# Your task
Transcribe all of the records precisely as they are presented.

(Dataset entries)
···
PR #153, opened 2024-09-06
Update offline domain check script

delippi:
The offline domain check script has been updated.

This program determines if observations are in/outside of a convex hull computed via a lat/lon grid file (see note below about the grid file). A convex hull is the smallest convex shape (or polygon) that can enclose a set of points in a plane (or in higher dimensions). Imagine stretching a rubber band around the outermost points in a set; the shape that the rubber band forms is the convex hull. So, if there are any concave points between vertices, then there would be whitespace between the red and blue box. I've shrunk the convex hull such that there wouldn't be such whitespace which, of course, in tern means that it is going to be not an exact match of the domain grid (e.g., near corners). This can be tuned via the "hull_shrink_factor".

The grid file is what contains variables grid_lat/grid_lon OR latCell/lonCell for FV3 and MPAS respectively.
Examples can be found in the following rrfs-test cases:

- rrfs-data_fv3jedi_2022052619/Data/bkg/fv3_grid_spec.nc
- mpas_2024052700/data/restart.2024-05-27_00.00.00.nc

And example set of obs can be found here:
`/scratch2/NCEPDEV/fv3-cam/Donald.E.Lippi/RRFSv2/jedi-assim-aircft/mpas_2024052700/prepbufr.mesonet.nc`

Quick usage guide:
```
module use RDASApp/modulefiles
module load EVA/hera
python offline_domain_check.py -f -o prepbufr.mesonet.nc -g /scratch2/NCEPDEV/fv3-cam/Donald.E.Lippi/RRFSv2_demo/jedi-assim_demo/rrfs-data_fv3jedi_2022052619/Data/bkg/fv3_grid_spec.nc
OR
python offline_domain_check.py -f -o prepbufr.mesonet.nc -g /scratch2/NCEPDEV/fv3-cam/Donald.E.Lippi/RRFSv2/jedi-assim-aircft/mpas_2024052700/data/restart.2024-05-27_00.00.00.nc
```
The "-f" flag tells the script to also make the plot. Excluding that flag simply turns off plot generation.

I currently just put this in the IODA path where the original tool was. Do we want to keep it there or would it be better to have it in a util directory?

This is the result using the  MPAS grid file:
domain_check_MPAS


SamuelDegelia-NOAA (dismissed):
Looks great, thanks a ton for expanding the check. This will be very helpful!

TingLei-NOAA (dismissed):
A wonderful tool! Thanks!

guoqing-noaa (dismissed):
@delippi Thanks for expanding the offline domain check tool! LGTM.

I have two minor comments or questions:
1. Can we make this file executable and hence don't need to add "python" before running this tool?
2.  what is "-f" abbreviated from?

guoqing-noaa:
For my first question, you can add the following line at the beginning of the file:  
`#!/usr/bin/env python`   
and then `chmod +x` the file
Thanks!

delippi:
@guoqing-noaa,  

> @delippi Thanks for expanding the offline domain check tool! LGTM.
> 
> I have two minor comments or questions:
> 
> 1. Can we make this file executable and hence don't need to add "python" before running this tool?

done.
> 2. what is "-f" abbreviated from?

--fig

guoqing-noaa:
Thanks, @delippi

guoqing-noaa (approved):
···
# Answer space
PR #153, opened 2024-09-06
Update offline domain check script

delippi:
The offline domain check script has been updated.

This program determines if observations are in/outside of a convex hull computed via a lat/lon grid file (see note below about the grid file). A convex hull is the smallest convex shape (or polygon) that can enclose a set of points in a plane (or in higher dimensions). Imagine stretching a rubber band around the outermost points in a set; the shape that the rubber band forms is the convex hull. So, if there are any concave points between vertices, then there would be whitespace between the red and blue box. I've shrunk the convex hull such that there wouldn't be such whitespace which, of course, in tern means that it is going to be not an exact match of the domain grid (e.g., near corners). This can be tuned via the "hull_shrink_factor".

The grid file is what contains variables grid_lat/grid_lon OR latCell/lonCell for FV3 and MPAS respectively.
Examples can be found in the following rrfs-test cases:

- rrfs-data_fv3jedi_2022052619/Data/bkg/fv3_grid_spec.nc
- mpas_2024052700/data/restart.2024-05-27_00.00.00.nc

And example set of obs can be found here:
`/scratch2/NCEPDEV/fv3-cam/Donald.E.Lippi/RRFSv2/jedi-assim-aircft/mpas_2024052700/prepbufr.mesonet.nc`

Quick usage guide:
```
module use RDASApp/modulefiles
module load EVA/hera
python offline_domain_check.py -f -o prepbufr.mesonet.nc -g /scratch2/NCEPDEV/fv3-cam/Donald.E.Lippi/RRFSv2_demo/jedi-assim_demo/rrfs-data_fv3jedi_2022052619/Data/bkg/fv3_grid_spec.nc
OR
python offline_domain_check.py -f -o prepbufr.mesonet.nc -g /scratch2/NCEPDEV/fv3-cam/Donald.E.Lippi/RRFSv2/jedi-assim-aircft/mpas_2024052700/data/restart.2024-05-27_00.00.00.nc
```
The "-f" flag tells the script to also make the plot. Excluding that flag simply turns off plot generation.

I currently just put this in the IODA path where the original tool was. Do we want to keep it there or would it be better to have it in a util directory?

This is the result using the  MPAS grid file:
domain_check_MPAS


SamuelDegelia-NOAA (dismissed):
Looks great, thanks a ton for expanding the check. This will be very helpful!

TingLei-NOAA (dismissed):
A wonderful tool! Thanks!

guoqing-noaa (dismissed):
@delippi Thanks for expanding the offline domain check tool! LGTM.

I have two minor comments or questions:
1. Can we make this file executable and hence don't need to add "python" before running this tool?
2.  what is "-f" abbreviated from?

guoqing-noaa:
For my first question, you can add the following line at the beginning of the file:  
`#!/usr/bin/env python`   
and then `chmod +x` the file
Thanks!

delippi:
@guoqing-noaa,  

> @delippi Thanks for expanding the offline domain check tool! LGTM.
> 
> I have two minor comments or questions:
> 
> 1. Can we make this file executable and hence don't need to add "python" before running this tool?

done.
> 2. what is "-f" abbreviated from?

--fig

guoqing-noaa:
Thanks, @delippi

guoqing-noaa (approved):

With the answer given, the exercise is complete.